WHAT IS BEING ASKED
From the entries below, copy exactly the lines from the one that contains "Issue #304, opened 2022-06-17" through the one that contains "I think they", both included, and only those.
(EXTRACTED DATA Opens)
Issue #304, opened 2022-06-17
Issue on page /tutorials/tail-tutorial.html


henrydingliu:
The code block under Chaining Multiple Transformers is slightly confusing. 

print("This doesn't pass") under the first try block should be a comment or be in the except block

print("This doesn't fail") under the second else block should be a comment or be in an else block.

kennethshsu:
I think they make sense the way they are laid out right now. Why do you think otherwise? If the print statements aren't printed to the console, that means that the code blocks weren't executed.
(EXTRACTED DATA Closes)
(EXTRACTED DATA Opens)
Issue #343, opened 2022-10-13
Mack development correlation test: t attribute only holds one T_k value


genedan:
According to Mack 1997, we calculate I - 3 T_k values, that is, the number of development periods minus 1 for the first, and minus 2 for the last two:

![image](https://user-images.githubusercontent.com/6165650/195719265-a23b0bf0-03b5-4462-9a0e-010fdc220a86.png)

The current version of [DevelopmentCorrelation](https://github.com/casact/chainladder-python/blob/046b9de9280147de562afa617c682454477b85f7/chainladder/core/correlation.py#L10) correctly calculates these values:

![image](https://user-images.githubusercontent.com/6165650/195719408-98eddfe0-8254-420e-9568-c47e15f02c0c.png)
(EXTRACTED DATA Closes)
OUTPUT FOR THIS EXERCISE
Issue #304, opened 2022-06-17
Issue on page /tutorials/tail-tutorial.html


henrydingliu:
The code block under Chaining Multiple Transformers is slightly confusing. 

print("This doesn't pass") under the first try block should be a comment or be in the except block

print("This doesn't fail") under the second else block should be a comment or be in an else block.

kennethshsu:
I think they make sense the way they are laid out right now. Why do you think otherwise? If the print statements aren't printed to the console, that means that the code blocks weren't executed.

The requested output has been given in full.